At last a rough voice was heard below, and then a heavy foot upon the stairs, every tread of which seemed to the mother to be upon her heart. Little Henry arose and looked frightened as a man entered, saying as he came in—

"Ah, yes! This is the place, I see. Well, ma'am, is your little boy ready?"

"He is, sir," replied Mrs. Gaston almost inaudibly, rising and handing the stranger a chair. "You see he is a very small boy, sir."

"Yes, so I see. But some small boys are worth a dozen large ones. Come here, my little fellow! What is your name?"

The child went up to the man, telling him his name as he did so.

"That's a fine little fellow! Well, Henry! do you think you and I can agree? Oh, yes. We'll get along together very well, I have no doubt. I suppose, ma'am," he continued, addressing Mrs. Gaston, "that the better way will be for him to stay this winter on trial. If we like each other, you can come out to Lexington in the spring and have him regularly bound."

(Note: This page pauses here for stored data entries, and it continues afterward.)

PR #182, opened 2022-07-20
Scale accelerometer and magnetometer values

deiteris:
Adds scaling of accelerometer (to linear acceleration) and magnetometer (to microteslas) values to MPU9250 and BMI160. Mahony fusion probably should work better with scaled values instead of just calibrated sensor values.

Needs testing.

### DIFF
--- a/src/sensors/bmi160sensor.cpp
+++ b/src/sensors/bmi160sensor.cpp
@@ -25,8 +25,6 @@
 #include "network/network.h"
 #include "GlobalVars.h"
 
-#define SENSORS_GRAVITY_EARTH 9.80665
-
 // Typical sensitivity at 25C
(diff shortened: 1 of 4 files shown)


Eirenliel (approved):

src/sensors/bmi160sensor.cpp
```diff
@@ -25,13 +25,19 @@
 #include "network/network.h"
 #include "GlobalVars.h"
 
+#define SENSORS_GRAVITY_EARTH 9.80665
```
TheDevMinerTV, line 28: this should probably be in a different file so it's not duplicated

deiteris: Could move to `sensors.h`, I guess.

TheDevMinerTV: or to constants.h

PR #183, opened 2022-08-03
Adafruit NXP Precision Support

Rosdayle:
Relying solely on gyro is not recommended due to excess drift (Unsure if this is fixable)


Eirenliel (changes requested):
The code doesn't seem properly formatted, please format the code, thanks.

Loler920a:
Clarification on proper formatting?

TheDevMinerTV:
I'd prefer if you actually spelled out Adafruit in the sensor and class name.

src/configuration/CalibrationConfig.h
```diff
@@ -61,6 +61,19 @@ namespace SlimeVR {
...
+            float A_B[3];
+            float A_Ainv[3][3];
+
+            // magnetometer offsets and correction matrix
+            float M_B[3];
+            float M_Ainv[3][3];
+
+            // raw offsets, determined from gyro at rest
+            float G_off[3];
+        };
```
TheDevMinerTV, line 75: You can use the same calibration config as the MPU9250 as the fields are the same.

src/sensors/AdafruitNXPsensor.cpp
```diff
@@ -0,0 +1,291 @@
+/*
+    SlimeVR Code is placed under the MIT license
+    Copyright (c) 2021 Eiren Rain & SlimeVR contributors
```
TheDevMinerTV, line 3: Copyright invalid, should be 2022 \<your name\>

Loler920a:
Updated formatting

src/sensors/AdafruitNXPsensor.cpp
Loler920a: Updated

src/configuration/CalibrationConfig.h
Loler920a: ;(

src/sensors/AdafruitNXPsensor.h
```diff
@@ -0,0 +1,61 @@
+/*
+    SlimeVR Code is placed under the MIT license
+    Copyright (c) 2021 Eiren Rain & SlimeVR contributors
```
Eirenliel, line 3: Same copyright issue here

Eirenliel (changes requested):

Eirenliel:
New sensors will not be accepted unless part of Sfusion or has own internal fusion.

PR was very stale. If the support for this IMU is needed, please make a new one with sfusion.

"That will be as well, I suppose," the mother replied. Then, after a pause, she said—

"How long will it be, Mr. Sharp, before I can see Henry?"

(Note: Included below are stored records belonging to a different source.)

PR #192, opened 2022-09-04
Make MPU9250 use the FIFO

kitlith:
Idea is that using the FIFO with give us more accurate information, if we're able to process all of the samples.

One thing that should be done is a way to signal visibly somewhere that the buffer has overrun, so that we can realize that that's actually happening when testing this.

I'm going to leave a review highlighting all the TODOs I left in the code, so that other people can remark, and decide if they need to be handled now or later.

### DIFF
--- a/src/sensors/mpu9250sensor.cpp
+++ b/src/sensors/mpu9250sensor.cpp
@@ -95,7 +95,7 @@ void MPU9250Sensor::motionSetup() {
     }
 
 #if not (defined(_MAHONY_H_) || defined(_MADGWICK_H_))
-    devStatus = imu.dmpInitialize();
+    uint8_t devStatus = imu.dmpInitialize();
     if(devStatus == 0){
         ledManager.pattern(50, 50, 5);
 
@@ -144,8 +144,9 @@ void MPU9250Sensor::motionLoop() {
     if(!dmpReady)
         return;
     Quaternion rawQuat{};
-    if(!imu.GetCurrentFIFOPacket(fifoBuffer,imu.dmpGetFIFOPacketSize())) return;
-    if(imu.dmpGetQuaternion(&rawQuat, fifoBuffer)) return; // FIFO CORRUPTED
+    uint8_t dmpPacket[packetSize];
+    if(!imu.GetCurrentFIFOPacket(dmpPacket, packetSize)) return;
+    if(imu.dmpGetQuaternion(&rawQuat, dmpPacket)) return; // FIFO CORRUPTED
     Quat quat(-rawQuat.y,rawQuat.x,rawQuat.z,rawQuat.w);
 
     getMPUScaled();
--- a/src/sensors/mpu9250sensor.cpp
+++ b/src/sensors/mpu9250sensor.cpp
@@ -356,8 +356,9 @@ void MPU9250Sensor::startCalibration(int calibrationType) {
         calibrationDataMag[i * 3 + 0] = my;
         calibrationDataMag[i * 3 + 1] = mx;
         calibrationDataMag[i * 3 + 2] = -mz;
-        Network::sendRawCalibrationData(calibrationDataAcc, CALIBRATION_TYPE_EXTERNAL_ACCEL, 0);
-        Network::sendRawCalibrationData(calibrationDataMag, CALIBRATION_TYPE_EXTERNAL_MAG, 0);
+        // Thought: make the server run magneto for us, don't store samples in memory?
+        Network::sendRawCalibrationData(calibrationDataAcc + i * 3, CALIBRATION_TYPE_EXTERNAL_ACCEL, 0);
+        Network::sendRawCalibrationData(calibrationDataMag + i * 3, CALIBRATION_TYPE_EXTERNAL_MAG, 0);
         ledManager.off();
         delay(250);
     }
--- a/src/sensors/mpu9250sensor.cpp
+++ b/src/sensors/mpu9250sensor.cpp
@@ -194,7 +194,7 @@ void MPU9250Sensor::motionLoop() {
         grav.y *= 2;
         grav.z *= 2;
 
-        this->imu.dmpGetAccel(&this->rawAccel, fifoBuffer);
+        this->imu.dmpGetAccel(&this->rawAccel, dmpPacket);
         this->imu.dmpGetLinearAccel(&this->rawAccel, &this->rawAccel, &grav);
 
         // convert acceleration to m/s^2 (implicitly casts to float)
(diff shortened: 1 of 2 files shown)


src/sensors/mpu9250sensor.cpp
```diff
@@ -116,12 +116,25 @@ void MPU9250Sensor::motionSetup() {
...
 #else
+    // NOTE: could probably combine these into less total writes, but this should work, and isn't time critical.
+    imu.setAccelFIFOEnabled(true);
+    imu.setXGyroFIFOEnabled(true);
+    imu.setYGyroFIFOEnabled(true);
+    imu.setZGyroFIFOEnabled(true);
+    imu.setSlave0FIFOEnabled(true);
+
+    // TODO: set a rate we prefer instead of getting the current rate from the device.
+    deltat = 1.0 / 1000.0 * (1 + imu.getRate());
```
kitlith, line 127: I could be wrong, but we don't appear to have ever been setting a specific rate anywhere? so I'm querying from the IMU what rate is set and computing timings based off of that, but we can change this to set it to a rate of our choosing.

src/sensors/mpu9250sensor.cpp
```diff
@@ -166,16 +182,29 @@ void MPU9250Sensor::motionLoop() {
...
 #else
-    unsigned long now = micros();
-    unsigned long deltat = now - last; //seconds since last update
-    last = now;
-    getMPUScaled();
+
+    union fifo_sample_raw buf;
+    uint16_t remaining_samples;
+    // TODO: would it be faster to read multiple samples at once
+    while (getNextSample (&buf, &remaining_samples)) {
```
kitlith, line 189: I started with a relatively complicated design that involved the ability to read multiple samples into a buffer at once, and then maybe focused too much on avoiding issues with strict aliasing, but settled on this simpler design in the end.

In essence, this TODO is asking the question "how much time is wasted doing individual i2c transactions instead of trying to batch them"? If the time is neglegible, then it's not important. If it's a lot, then maybe we should try adding this in.

might want to write a microbenchmark to figure this out, if we care enough to do so.

src/sensors/mpu9250sensor.cpp
```diff
@@ -166,16 +182,29 @@ void MPU9250Sensor::motionLoop() {
...
+        parseAccelData(buf.sample.accel);
+        parseGyroData(buf.sample.gyro);
+        parseMagData(buf.sample.mag);
+
+        // TODO: monitor magnetometer status
+        // buf.sample.mag_status;
+        // TODO: monitor interrupts
+        // imu.getIntStatus();
+        // TODO: monitor remaining_samples to ensure that the number is going down, not up.
+        // remaining_samples
```
kitlith, line 199: * actually looking at the magnetometer status would allow us to detect when the magnetometer reading is incorrect
 * looking at the interrupt status would allow us to handle/detect fifo overflow
 * monitoring remaining_samples would allow is to avoid an infinite loop scenario in the case that our sample processing loop is *slower* than the imu outputs data.

src/sensors/mpu9250sensor.cpp
```diff
@@ -382,4 +366,101 @@ void MPU9250Sensor::startCalibration(int calibrationType) {
...
+        #if useFullCalibrationMatrix == true
+            Axyz[i] = m_Calibration.A_Ainv[i][0] * temp[0] + m_Calibration.A_Ainv[i][1] * temp[1] + m_Calibration.A_Ainv[i][2] * temp[2];
+        #else
+            Axyz[i] = temp[i];
+        #endif
+    }
+}
+
+// TODO: refactor so that calibration/conversion to float is only done in one place.
+void MPU9250Sensor::parseGyroData(int16_t data[3]) {
```
kitlith, line 412: this TODO might be out of date. whoops.

src/sensors/mpu9250sensor.cpp
```diff
@@ -382,4 +366,101 @@ void MPU9250Sensor::startCalibration(int calibrationType) {
...
+    // reading big endian int16
+    Gxyz[0] = ((float)data[0] - m_Calibration.G_off[0]) * gscale; //250 LSB(d/s) default to radians/s
+    Gxyz[1] = ((float)data[1] - m_Calibration.G_off[1]) * gscale;
+    Gxyz[2] = ((float)data[2] - m_Calibration.G_off[2]) * gscale;
+}
+
+// really just an implementation detail of getNextSample...
+void MPU9250Sensor::swapFifoData(union fifo_sample_raw* sample) {
```
kitlith, line 420: I should consider moving the internals of swapFifoData directly into getNextSample

src/sensors/mpu9250sensor.cpp
```diff
@@ -382,4 +366,101 @@ void MPU9250Sensor::startCalibration(int calibrationType) {
...
+
+// thought experiments:
+// is a single burst i2c transaction faster than multiple? by how much?
+// how does that compare to the performance of a memcpy?
+// how does that compare to the performance of data fusion?
+// if we read an extra byte from the magnetometer (or otherwise did something funky)
+// we could read into a properly aligned array of fifo_samples (and not require a memcpy?)
+// TODO: strict aliasing might not be violated if we just read directly into a fifo_sample*.
+//  which means the union approach may be overcomplicated. *shrug*
+bool MPU9250Sensor::getNextSample(union fifo_sample_raw *buffer, uint16_t *remaining_count) {
```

"I don't know, ma'am. How long before you think you can come out to Lexington?"

"Indeed, sir, I don't know that I shall be able to get out there this winter. Couldn't you send him in sometimes?"

"Perhaps I will, about New Year's, and let him spend a few days with you."

"It is a good while to New Year's day, sir. He has never been from home in his life."

"Oh no, ma'am. It's only a few weeks off. And I don't believe he'll be homesick for a day."

"But I shall, Mr. Sharp."

"You?"

"Yes, sir. It is hard to let my child go, and not see him again before New Year's day."

"But you must act the woman's part, Mrs. Gaston. We cannot get through life without some sacrifice of feeling. My mother had to let me go before I was even as old as your boy."

As Mr. Sharp said this, he arose, adding as he did so—

"Come, my little man. I see you are all ready."

Holding back her feelings with a strong effort, Mrs. Gaston took hold of Henry's small, thin hand, bent over him, and kissed his fair young cheek, murmuring in an under tone—

"God be with you, and keep you, my boy!"

Then, speaking aloud, she said—

"Be a good and obedient child, and Mr. Sharp will be kind to you, and let you come home to see me at New Year's."

"Oh, yes. He shall come home then," said the man half indifferently, as he moved towards the door.

Henry paused only to kiss his sister, and then followed after, with his little bundle in his hand. As he was about descending the steps, he turned a last look upon his mother. She saw that his eyes were filled with tears. A moment more, and he was gone!

Little Emma had stood looking wonderingly on while this scene was passing. Turning to her mother with a serious face, as the door closed upon Henry, she said—

"Brother gone, mamma?"

"Yes, dear! Brother is gone," sobbed the mother, taking the last child that remained to her, and hugging it passionately to her bosom. It was a long time before she could resume her work, and then so deep was her feeling of desolation, that she could not keep back from her eyelids the blinding tear drops.